#### EXERCISE PROMPT
Report each line from the records where the string "without" turns up.

#### MATERIAL FOR THIS EXERCISE
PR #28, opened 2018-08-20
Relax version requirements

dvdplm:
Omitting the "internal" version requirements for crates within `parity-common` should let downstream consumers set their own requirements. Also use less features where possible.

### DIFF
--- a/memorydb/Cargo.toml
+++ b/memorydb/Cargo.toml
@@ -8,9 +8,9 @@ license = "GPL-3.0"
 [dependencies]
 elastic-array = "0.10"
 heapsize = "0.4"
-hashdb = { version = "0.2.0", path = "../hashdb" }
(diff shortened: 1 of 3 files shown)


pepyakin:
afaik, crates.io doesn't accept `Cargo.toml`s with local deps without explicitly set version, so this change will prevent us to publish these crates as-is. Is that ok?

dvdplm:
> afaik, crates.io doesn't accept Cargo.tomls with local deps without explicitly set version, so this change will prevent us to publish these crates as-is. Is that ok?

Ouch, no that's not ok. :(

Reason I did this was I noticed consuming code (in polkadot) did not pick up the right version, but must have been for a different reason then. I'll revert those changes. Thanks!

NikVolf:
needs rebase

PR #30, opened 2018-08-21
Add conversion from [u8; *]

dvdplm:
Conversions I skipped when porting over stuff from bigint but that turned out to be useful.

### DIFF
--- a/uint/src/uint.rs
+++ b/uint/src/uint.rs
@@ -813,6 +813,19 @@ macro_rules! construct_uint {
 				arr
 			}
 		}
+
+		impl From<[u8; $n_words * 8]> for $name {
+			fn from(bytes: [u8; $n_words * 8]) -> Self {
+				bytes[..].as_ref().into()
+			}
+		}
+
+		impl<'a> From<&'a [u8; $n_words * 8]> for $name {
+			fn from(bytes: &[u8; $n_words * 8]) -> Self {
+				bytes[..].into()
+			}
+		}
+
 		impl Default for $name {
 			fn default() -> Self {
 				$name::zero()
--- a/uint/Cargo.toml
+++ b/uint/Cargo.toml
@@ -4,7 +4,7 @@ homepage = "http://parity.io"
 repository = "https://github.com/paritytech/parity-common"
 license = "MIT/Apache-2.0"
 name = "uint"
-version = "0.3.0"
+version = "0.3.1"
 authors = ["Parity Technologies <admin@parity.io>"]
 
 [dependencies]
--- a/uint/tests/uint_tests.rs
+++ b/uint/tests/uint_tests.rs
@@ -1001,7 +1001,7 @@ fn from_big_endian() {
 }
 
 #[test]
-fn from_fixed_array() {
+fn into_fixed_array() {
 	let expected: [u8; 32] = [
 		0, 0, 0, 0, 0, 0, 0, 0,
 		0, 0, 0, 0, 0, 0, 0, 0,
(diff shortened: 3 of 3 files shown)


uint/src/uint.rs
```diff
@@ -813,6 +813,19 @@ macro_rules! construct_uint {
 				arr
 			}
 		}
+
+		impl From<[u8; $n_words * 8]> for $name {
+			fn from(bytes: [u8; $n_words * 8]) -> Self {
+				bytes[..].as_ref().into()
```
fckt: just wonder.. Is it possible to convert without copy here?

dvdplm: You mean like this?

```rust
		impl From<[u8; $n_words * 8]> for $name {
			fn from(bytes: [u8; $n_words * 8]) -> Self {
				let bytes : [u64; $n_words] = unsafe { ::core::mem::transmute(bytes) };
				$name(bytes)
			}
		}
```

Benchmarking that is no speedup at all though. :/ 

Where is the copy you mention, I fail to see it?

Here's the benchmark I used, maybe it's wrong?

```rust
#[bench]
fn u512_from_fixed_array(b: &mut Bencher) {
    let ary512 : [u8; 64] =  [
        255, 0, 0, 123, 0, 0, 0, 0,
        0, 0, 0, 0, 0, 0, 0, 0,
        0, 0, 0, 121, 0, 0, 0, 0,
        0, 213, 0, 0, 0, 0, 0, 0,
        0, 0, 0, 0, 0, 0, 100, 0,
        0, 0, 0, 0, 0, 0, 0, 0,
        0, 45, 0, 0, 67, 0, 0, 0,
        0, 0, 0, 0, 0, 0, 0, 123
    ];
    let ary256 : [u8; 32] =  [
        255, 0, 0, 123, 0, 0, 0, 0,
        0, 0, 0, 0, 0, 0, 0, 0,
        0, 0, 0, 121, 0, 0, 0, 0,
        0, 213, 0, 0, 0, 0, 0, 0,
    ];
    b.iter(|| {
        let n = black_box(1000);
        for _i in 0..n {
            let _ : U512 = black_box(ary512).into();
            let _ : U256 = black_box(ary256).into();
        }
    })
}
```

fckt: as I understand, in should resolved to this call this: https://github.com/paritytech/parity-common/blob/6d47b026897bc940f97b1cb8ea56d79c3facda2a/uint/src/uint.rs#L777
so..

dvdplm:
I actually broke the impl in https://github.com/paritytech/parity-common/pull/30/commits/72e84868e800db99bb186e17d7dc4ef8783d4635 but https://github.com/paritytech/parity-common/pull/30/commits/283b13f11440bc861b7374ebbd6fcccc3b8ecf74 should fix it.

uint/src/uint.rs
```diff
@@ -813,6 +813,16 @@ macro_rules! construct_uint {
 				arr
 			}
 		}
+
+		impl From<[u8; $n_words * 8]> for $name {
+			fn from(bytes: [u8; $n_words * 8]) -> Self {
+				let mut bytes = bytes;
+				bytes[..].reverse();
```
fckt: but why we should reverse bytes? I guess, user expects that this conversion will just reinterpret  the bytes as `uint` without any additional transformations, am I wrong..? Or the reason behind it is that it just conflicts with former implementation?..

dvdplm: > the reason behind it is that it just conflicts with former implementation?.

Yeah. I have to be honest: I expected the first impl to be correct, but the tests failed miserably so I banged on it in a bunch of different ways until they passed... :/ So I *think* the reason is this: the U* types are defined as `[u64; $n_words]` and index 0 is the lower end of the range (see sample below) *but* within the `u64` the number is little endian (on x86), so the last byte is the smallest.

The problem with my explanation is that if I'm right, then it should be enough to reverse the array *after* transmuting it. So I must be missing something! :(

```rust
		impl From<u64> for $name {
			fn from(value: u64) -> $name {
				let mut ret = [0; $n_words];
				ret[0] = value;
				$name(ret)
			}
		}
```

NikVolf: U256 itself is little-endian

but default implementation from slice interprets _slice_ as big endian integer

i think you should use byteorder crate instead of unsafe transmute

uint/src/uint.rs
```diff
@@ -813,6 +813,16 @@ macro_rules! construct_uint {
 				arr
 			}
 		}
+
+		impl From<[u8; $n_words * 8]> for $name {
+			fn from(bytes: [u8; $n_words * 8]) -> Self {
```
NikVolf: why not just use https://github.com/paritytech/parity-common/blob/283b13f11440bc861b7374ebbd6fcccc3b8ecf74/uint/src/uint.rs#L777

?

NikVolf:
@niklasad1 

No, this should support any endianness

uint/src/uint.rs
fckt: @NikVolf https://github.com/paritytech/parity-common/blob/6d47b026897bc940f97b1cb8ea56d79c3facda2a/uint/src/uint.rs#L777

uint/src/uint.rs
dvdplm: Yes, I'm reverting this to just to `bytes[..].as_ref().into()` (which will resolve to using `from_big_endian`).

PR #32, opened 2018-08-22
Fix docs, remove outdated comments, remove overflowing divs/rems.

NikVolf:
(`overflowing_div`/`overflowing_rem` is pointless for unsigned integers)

#### WRITTEN REPLY
afaik, crates.io doesn't accept `Cargo.toml`s with local deps without explicitly set version, so this change will prevent us to publish these crates as-is. Is that ok?
> afaik, crates.io doesn't accept Cargo.tomls with local deps without explicitly set version, so this change will prevent us to publish these crates as-is. Is that ok?
fckt: just wonder.. Is it possible to convert without copy here?
fckt: but why we should reverse bytes? I guess, user expects that this conversion will just reinterpret  the bytes as `uint` without any additional transformations, am I wrong..? Or the reason behind it is that it just conflicts with former implementation?..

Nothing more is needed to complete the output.